YOUR GOAL:
Print the data exactly as it is given, please.

*-*-*

PR #1480, opened 2025-09-22
SY-2963: Improve Organization and Display of Telem Related Text

emilbon99:
# Issue Pull Request

## Linear Issue

[SY-2963](https://linear.app/synnax/issue/SY-2963/improve-display-of-time-related-text)

## Description

Consolidates text for `TimeRange`, `TimeSpan`, and `TimeStamp` into it's own `Text` package within `Telem`. Also does some minor refactoring to x telem `toString()` methods for simplicity.

## Basic Readiness

### DIFF
--- a/x/ts/src/telem/telem.spec.ts
+++ b/x/ts/src/telem/telem.spec.ts
@@ -950,7 +950,7 @@ describe("TimeSpan", () => {
 
       // Minutes without seconds (>= 5 minutes)
       [TimeSpan.seconds(300), "5m"],
-      [TimeSpan.seconds(330), "5m"],  // seconds dropped
+      [TimeSpan.seconds(330), "5m"], // seconds dropped
       [TimeSpan.minutes(30), "30m"],
       [TimeSpan.minutes(59), "59m"],
 
@@ -964,7 +964,7 @@ describe("TimeSpan", () => {
 
       // Hours without minutes (>= 3 hours)
       [TimeSpan.minutes(180), "3h"],
-      [TimeSpan.minutes(195), "3h"],  // minutes dropped
+      [TimeSpan.minutes(195), "3h"], // minutes dropped
       [TimeSpan.hours(12), "12h"],
       [TimeSpan.hours(23), "23h"],
 
@@ -976,7 +976,7 @@ describe("TimeSpan", () => {
 
       // Days without hours (>= 2 days)
       [TimeSpan.hours(48), "2d"],
-      [TimeSpan.hours(50), "2d"],  // hours dropped
+      [TimeSpan.hours(50), "2d"], // hours dropped
       [TimeSpan.days(3), "3d"],
       [TimeSpan.days(6), "6d"],
 
@@ -988,7 +988,7 @@ describe("TimeSpan", () => {
 
       // Weeks without days (>= 2 weeks)
       [TimeSpan.days(14), "2w"],
-      [TimeSpan.days(15), "2w"],  // days dropped
+      [TimeSpan.days(15), "2w"], // days dropped
       [TimeSpan.days(21), "3w"],
       [TimeSpan.days(28), "4w"],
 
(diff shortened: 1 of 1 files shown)


x/ts/src/telem/telem.ts
```diff
@@ -834,6 +839,73 @@ export class TimeSpan
...
   }
 
+  private toSemanticString(): string {
+    const absValue = this.valueOf() < 0n ? -this.valueOf() : this.valueOf();
+    const span = new TimeSpan(absValue);
+    const isNegative = this.valueOf() < 0n;
+
+    if (span.valueOf() === 0n) return "0s";
+
+    if (span.lessThan(TimeSpan.SECOND)) return "< 1s";
```
pjdotson, line 851: seems like this should still show the milliseconds or microseconds or nanoseconds, right?

x/ts/src/telem/telem.ts
```diff
@@ -834,6 +839,73 @@ export class TimeSpan
...
+
+    const totalDays = span.days;
+    const totalHours = span.hours;
+    const totalMinutes = span.minutes;
+    const totalSeconds = span.seconds;
+
+    const years = Math.floor(totalDays / 365);
```
pjdotson: this should be 365.2425

x/ts/src/telem/telem.ts
```diff
@@ -834,6 +839,73 @@ export class TimeSpan
...
+    const months = Math.floor(totalDays / 30);
```
pjdotson: This should be 30.436875

x/ts/src/telem/telem.ts
```diff
@@ -834,6 +839,73 @@ export class TimeSpan
...
+      }
+    } else if (minutes >= 1) {
+      result = `${minutes}m`;
+      if (minutes < 5) {
+        const remainingSeconds = Math.floor(totalSeconds - minutes * 60);
+        if (remainingSeconds > 0) result += ` ${remainingSeconds}s`;
+      }
+    } else result = `${seconds}s`;
+
+    return isNegative ? `-${result}` : result;
```
pjdotson: you could avoid a bunch of the nesting if you start with result as either "" or "-" and then have early returns.

x/ts/src/telem/telem.ts
```diff
@@ -805,9 +804,15 @@ export class TimeSpan
...
    * Returns a string representation of the TimeSpan.
    *
+   * @param format - Optional format for the string representation. Defaults to "full".
+   *   - "full": Shows all non-zero units with full precision (e.g., "2d 3h 45m 12s 500ms")
+   *   - "semantic": Shows 1-2 most significant units (e.g., "2d 3h")
    * @returns A string representation of the TimeSpan.
    */
-  toString(): string {
+  toString(format: TimeSpanStringFormat = "full"): string {
+    if (format === "semantic") return this.toSemanticString();
```
pjdotson, line 815: when is this semantic string ever used?

pjdotson (changes requested):

x/ts/src/telem/telem.ts
emilbon99: This is going to be used in the status explorer

x/ts/src/telem/telem.ts
emilbon99: I don't know yet. This is for presentation to the user as an upcoming duration or duration after (i.e. 5s ago). I don't think they can perceive less than a millisecond. I'm thinking I'll leave as is for now, and then change presentation if necessary in future.

x/ts/src/telem/telem.ts
emilbon99: Originally I changed this code but now I disagree with this change. I think that for user-presentational formatting, using a value of 365 is easier to reason about. When I think about 'the number of days in a year' I think '365' regardless of whether that's actually the case. This means when I do (TimeSpan.days(365).toString("semantic") I would expect 1 year to have passed. Because this is _not_ involved in any precise calculations I don't think changing this constant is necessary.

x/ts/src/telem/telem.ts
emilbon99: See my comment above

x/ts/src/telem/telem.ts
pjdotson: Copy

x/ts/src/telem/telem.ts
pjdotson: It seems like the answer to this is to use rounding instead of floors, right? Like if you type in `TimeSpan.days(364)` we get 12m 4days or something like that, which is a little odd.

emilbon99: I mean you would get 12 months? Not 12 months 4 days

emilbon99: The output is `12mo`

emilbon99: I tried rounding and it introduced a whole host of other problems. I can spend half the afternoon solving this or we can accept that using 30 is not such a big deal and focus on more important things

pjdotson: Sounds good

*-*-*

RESPONSE FOR THIS EXERCISE:
PR #1480, opened 2025-09-22
SY-2963: Improve Organization and Display of Telem Related Text

emilbon99:
# Issue Pull Request

## Linear Issue

[SY-2963](https://linear.app/synnax/issue/SY-2963/improve-display-of-time-related-text)

## Description

Consolidates text for `TimeRange`, `TimeSpan`, and `TimeStamp` into it's own `Text` package within `Telem`. Also does some minor refactoring to x telem `toString()` methods for simplicity.

## Basic Readiness

### DIFF
--- a/x/ts/src/telem/telem.spec.ts
+++ b/x/ts/src/telem/telem.spec.ts
@@ -950,7 +950,7 @@ describe("TimeSpan", () => {
 
       // Minutes without seconds (>= 5 minutes)
       [TimeSpan.seconds(300), "5m"],
-      [TimeSpan.seconds(330), "5m"],  // seconds dropped
+      [TimeSpan.seconds(330), "5m"], // seconds dropped
       [TimeSpan.minutes(30), "30m"],
       [TimeSpan.minutes(59), "59m"],
 
@@ -964,7 +964,7 @@ describe("TimeSpan", () => {
 
       // Hours without minutes (>= 3 hours)
       [TimeSpan.minutes(180), "3h"],
-      [TimeSpan.minutes(195), "3h"],  // minutes dropped
+      [TimeSpan.minutes(195), "3h"], // minutes dropped
       [TimeSpan.hours(12), "12h"],
       [TimeSpan.hours(23), "23h"],
 
@@ -976,7 +976,7 @@ describe("TimeSpan", () => {
 
       // Days without hours (>= 2 days)
       [TimeSpan.hours(48), "2d"],
-      [TimeSpan.hours(50), "2d"],  // hours dropped
+      [TimeSpan.hours(50), "2d"], // hours dropped
       [TimeSpan.days(3), "3d"],
       [TimeSpan.days(6), "6d"],
 
@@ -988,7 +988,7 @@ describe("TimeSpan", () => {
 
       // Weeks without days (>= 2 weeks)
       [TimeSpan.days(14), "2w"],
-      [TimeSpan.days(15), "2w"],  // days dropped
+      [TimeSpan.days(15), "2w"], // days dropped
       [TimeSpan.days(21), "3w"],
       [TimeSpan.days(28), "4w"],
 
(diff shortened: 1 of 1 files shown)


x/ts/src/telem/telem.ts
```diff
@@ -834,6 +839,73 @@ export class TimeSpan
...
   }
 
+  private toSemanticString(): string {
+    const absValue = this.valueOf() < 0n ? -this.valueOf() : this.valueOf();
+    const span = new TimeSpan(absValue);
+    const isNegative = this.valueOf() < 0n;
+
+    if (span.valueOf() === 0n) return "0s";
+
+    if (span.lessThan(TimeSpan.SECOND)) return "< 1s";
```
pjdotson, line 851: seems like this should still show the milliseconds or microseconds or nanoseconds, right?

x/ts/src/telem/telem.ts
```diff
@@ -834,6 +839,73 @@ export class TimeSpan
...
+
+    const totalDays = span.days;
+    const totalHours = span.hours;
+    const totalMinutes = span.minutes;
+    const totalSeconds = span.seconds;
+
+    const years = Math.floor(totalDays / 365);
```
pjdotson: this should be 365.2425

x/ts/src/telem/telem.ts
```diff
@@ -834,6 +839,73 @@ export class TimeSpan
...
+    const months = Math.floor(totalDays / 30);
```
pjdotson: This should be 30.436875

x/ts/src/telem/telem.ts
```diff
@@ -834,6 +839,73 @@ export class TimeSpan
...
+      }
+    } else if (minutes >= 1) {
+      result = `${minutes}m`;
+      if (minutes < 5) {
+        const remainingSeconds = Math.floor(totalSeconds - minutes * 60);
+        if (remainingSeconds > 0) result += ` ${remainingSeconds}s`;
+      }
+    } else result = `${seconds}s`;
+
+    return isNegative ? `-${result}` : result;
```
pjdotson: you could avoid a bunch of the nesting if you start with result as either "" or "-" and then have early returns.

x/ts/src/telem/telem.ts
```diff
@@ -805,9 +804,15 @@ export class TimeSpan
...
    * Returns a string representation of the TimeSpan.
    *
+   * @param format - Optional format for the string representation. Defaults to "full".
+   *   - "full": Shows all non-zero units with full precision (e.g., "2d 3h 45m 12s 500ms")
+   *   - "semantic": Shows 1-2 most significant units (e.g., "2d 3h")
    * @returns A string representation of the TimeSpan.
    */
-  toString(): string {
+  toString(format: TimeSpanStringFormat = "full"): string {
+    if (format === "semantic") return this.toSemanticString();
```
pjdotson, line 815: when is this semantic string ever used?

pjdotson (changes requested):

x/ts/src/telem/telem.ts
emilbon99: This is going to be used in the status explorer

x/ts/src/telem/telem.ts
emilbon99: I don't know yet. This is for presentation to the user as an upcoming duration or duration after (i.e. 5s ago). I don't think they can perceive less than a millisecond. I'm thinking I'll leave as is for now, and then change presentation if necessary in future.

x/ts/src/telem/telem.ts
emilbon99: Originally I changed this code but now I disagree with this change. I think that for user-presentational formatting, using a value of 365 is easier to reason about. When I think about 'the number of days in a year' I think '365' regardless of whether that's actually the case. This means when I do (TimeSpan.days(365).toString("semantic") I would expect 1 year to have passed. Because this is _not_ involved in any precise calculations I don't think changing this constant is necessary.

x/ts/src/telem/telem.ts
emilbon99: See my comment above

x/ts/src/telem/telem.ts
pjdotson: Copy

x/ts/src/telem/telem.ts
pjdotson: It seems like the answer to this is to use rounding instead of floors, right? Like if you type in `TimeSpan.days(364)` we get 12m 4days or something like that, which is a little odd.

emilbon99: I mean you would get 12 months? Not 12 months 4 days

emilbon99: The output is `12mo`

emilbon99: I tried rounding and it introduced a whole host of other problems. I can spend half the afternoon solving this or we can accept that using 30 is not such a big deal and focus on more important things

pjdotson: Sounds good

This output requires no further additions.